Poollicht
Het fenomeen van aurora, beter bekend als poollicht, kan voorkomen op elke planeet met een atmosfeer en een magneetveld. Elektrisch geladen deeltjes met hoge energie (meestal elektronen) worden vanuit de magnetosfeer versneld langsheen de magnetische veldlijnen en botsen met de neutrale gassen in de hoge atmosfeer. Wanneer de aangeslagen atmosferische atomen of moleculen terugkeren naar hun grondtoestand zenden ze licht uit, wat poollicht veroorzaakt.

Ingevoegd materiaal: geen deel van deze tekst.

PR #68396, opened 2024-04-06
fix(replay): Let the Issue>Replay and Transaction>Replay tab counts look back 90d instead of 14

ryan953:
SCR-20240406-jkia

Fixes https://github.com/getsentry/sentry/issues/68057

PR #75993, opened 2024-08-12
fix(replay): replay queries should respect location statsPeriod

### LINKED ISSUE #75973: Replay: Tab in transaction overview changes date selector to 90 days
Sentry Feedback: [JAVASCRIPT-2V69](https://sentry.sentry.io/feedback/?referrer=github_integration&feedbackSlug=javascript%3A5688704104&project=11276)

When switching to replays tab, my date selector automatically gets set to 90 days and stays that way after switching tabs

The Replays tab in Transaction Summary manually forces the date range to be 90d without updating the URL. When the other tabs are clicked after Replays load, they all have the 90d duration.

michellewzhang:
fixes https://github.com/getsentry/sentry/issues/75973

### before: 24h -> replay tab -> 90d

https://github.com/user-attachments/assets/5f430390-2bd1-4e52-aebf-f26f9152c747

### after: 1h -> replay tab -> still 1h

https://github.com/user-attachments/assets/b0e35acb-9760-4b0d-8d60-ba63f87c139f

also fixed an error where the issue details replay tab query wasn't respecting the location `statsPeriod` either.

### before: tab says `6` replays but there are way more than 6 replays:
SCR-20240812-kpbj

SCR-20240812-kovl

### after: tab says `17` replays which is the correct amount:
SCR-20240812-kozx
SCR-20240812-koxv

also fixed a bug where the transactions summary tab count didn't match the replay list in the tab. fetching the replay list didn't respect the location query; it seems to always default to 14d. the default `eventView` was hardcoding 14d:

a14048c7-3193-4d2d-8db3-2831378316f0

https://github.com/getsentry/sentry/blob/d3c2b01801a5c28be02caaca75677cf658e617ab/static/app/views/performance/transactionSummary/transactionReplays/useReplaysFromTransaction.tsx#L64-L69

### before: 
de461924-406a-4485-bd4c-b718ca3f216a

### after:
SCR-20240812-lfmn

### DIFF
--- a/static/app/utils/replayCount/useReplayCountForIssues.tsx
+++ b/static/app/utils/replayCount/useReplayCountForIssues.tsx
@@ -1,7 +1,9 @@
 import {useMemo} from 'react';
 
 import {IssueCategory} from 'sentry/types/group';
+import {decodeScalar} from 'sentry/utils/queryString';
 import useReplayCount from 'sentry/utils/replayCount/useReplayCount';
+import {useLocation} from 'sentry/utils/useLocation';
 import useOrganization from 'sentry/utils/useOrganization';
 
 interface Props {
@@ -14,9 +16,10 @@ interface Props {
  */
 export default function useReplayCountForIssues({
   bufferLimit = 25,
-  statsPeriod = '14d',
+  statsPeriod,
 }: Props = {}) {
   const organization = useOrganization();
+  const location = useLocation();
   const {
     getOne: getOneError,
     getMany: getManyError,
@@ -27,7 +30,7 @@ export default function useReplayCountForIssues({
     dataSource: 'discover',
     fieldName: 'issue.id',
     organization,
-    statsPeriod,
+    statsPeriod: statsPeriod ?? decodeScalar(location.query.statsPeriod) ?? '90d',
   });
   const {
     getOne: getOneIssue,
@@ -39,7 +42,7 @@ export default function useReplayCountForIssues({
     dataSource: 'search_issues',
     fieldName: 'issue.id',
     organization,
-    statsPeriod,
+    statsPeriod: statsPeriod ?? decodeScalar(location.query.statsPeriod) ?? '90d',
   });
 
   return useMemo(
--- a/static/app/utils/replayCount/useReplayCountForIssues.tsx
+++ b/static/app/utils/replayCount/useReplayCountForIssues.tsx
@@ -1,9 +1,7 @@
 import {useMemo} from 'react';
 
 import {IssueCategory} from 'sentry/types/group';
-import {decodeScalar} from 'sentry/utils/queryString';
 import useReplayCount from 'sentry/utils/replayCount/useReplayCount';
-import {useLocation} from 'sentry/utils/useLocation';
 import useOrganization from 'sentry/utils/useOrganization';
 
 interface Props {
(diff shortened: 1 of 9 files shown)


static/app/views/issueDetails/groupReplays/useReplaysFromIssue.tsx
```diff
@@ -50,7 +50,7 @@ export default function useReplaysFromIssue({
       Sentry.captureException(error);
       setFetchError(error);
     }
-  }, [api, organization.slug, group.id, dataSource, location.query.environment]);
+  }, [api, organization.slug, group.id, dataSource, location]);
```
c298lee, line 53:
```suggestion
  }, [api, organization.slug, group.id, dataSource, location.query]);
```

static/app/views/performance/transactionSummary/transactionReplays/transactionReplays.tsx
```diff
@@ -39,7 +39,6 @@ function TransactionReplays() {
         ...location,
```
c298lee, line 39: could this just be `location`?

static/app/utils/replayCount/useReplayCountForIssues.tsx
```diff
@@ -14,9 +16,10 @@ interface Props {
  */
 export default function useReplayCountForIssues({
   bufferLimit = 25,
-  statsPeriod = '14d',
```
michellewzhang, line 17: removed this bc of logic from this pr: https://github.com/getsentry/sentry/pull/68396

static/app/utils/replayCount/useReplayCountForTransactions.tsx
```diff
@@ -13,15 +15,16 @@ interface Props {
  */
 export default function useReplayCountForTransactions({
   bufferLimit = 25,
-  statsPeriod = '14d',
```
michellewzhang, line 16: same comment as above

static/app/utils/replayCount/useReplayCountForTransactions.tsx
```diff
@@ -13,15 +15,16 @@ interface Props {
...
 }: Props = {}) {
   const organization = useOrganization();
+  const location = useLocation();
   const {getOne, getMany, hasOne, hasMany} = useReplayCount({
     bufferLimit,
     dataSource: 'discover',
     fieldName: 'transaction',
     organization,
-    statsPeriod,
+    statsPeriod: statsPeriod ?? decodeScalar(location.query.statsPeriod) ?? '90d',
```
ryan953, line 27: The callsite is also doing `decodeScalar(location.query.statsPeriod)` so why does it need to be inside here as a default/fallback as well? i think we should keep this method simpler and straight forward like before.

michellewzhang: good point, i had this here before i realized the callsites weren't passing in `statsPeriod` at all. can remove this now

ryan953 (changes requested):
We should think this through a little more. Reading the query params without having a way to a) show the user the current value b) change it; seems like it'll lead to mysterious situations for people.

static/app/utils/replayCount/useReplayCountForIssues.tsx
ryan953: We probably don't need to change defaults, especially to longer values. if something doesn't like the default it should be overridden, or even better is to have no default at all and force call sites to put in what they want.

static/app/views/performance/transactionSummary/transactionReplays/transactionReplays.tsx
```diff
@@ -35,13 +36,7 @@ function TransactionReplays() {
 
   return (
     <PageLayout
-      location={{
-        ...location,
-        query: {
-          ...location.query,
-          statsPeriod: '90d',
-        },
-      }}
```
ryan953, line 44: This seems like the root problem from the ticket: we're overriding whatever was there before with 90d.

De kleur van dit licht hangt af van het soort atoom of molecule. In de aardatmosfeer worden de groene en rode emissielijnen, respectievelijk met een golflengte van 557.7 en 630 nm, veroorzaakt door atomair zuurstof op hoogtes van ~110 en 220 km. Sommige energetische elektronen kunnen diep doordringen in de atmosfeer, tot beneden 100 km, en daar moleculair stikstof aanslaan, wat blauw (427.8 nm) en paars licht veroorzaakt.
Poollicht is niet beperkt tot zichtbaar licht:
- Emissie in het UV ontstaat op precies dezelfde manier als voor zichtbaar licht.
- De wisselwerking tussen de geladen deeltjes en elektromagnetische golven op grote hoogte kan ook radiostraling veroorzaken, de zogenaamde aurora-kilometerstraling (Auroral Kilometric Radiation, AKR)
Waarnemingen, technieken en modellen
Met poollichtfoto’s van het ALIS (Auroral Large Imaging System) camera-netwerk in Scandinavië zijn we erin geslaagd om de driedimensionale verdeling van de lichtproductie (volume emission rate, VER) in poollicht te reconstrueren door middel van tomografie (een wiskundige inversietechniek).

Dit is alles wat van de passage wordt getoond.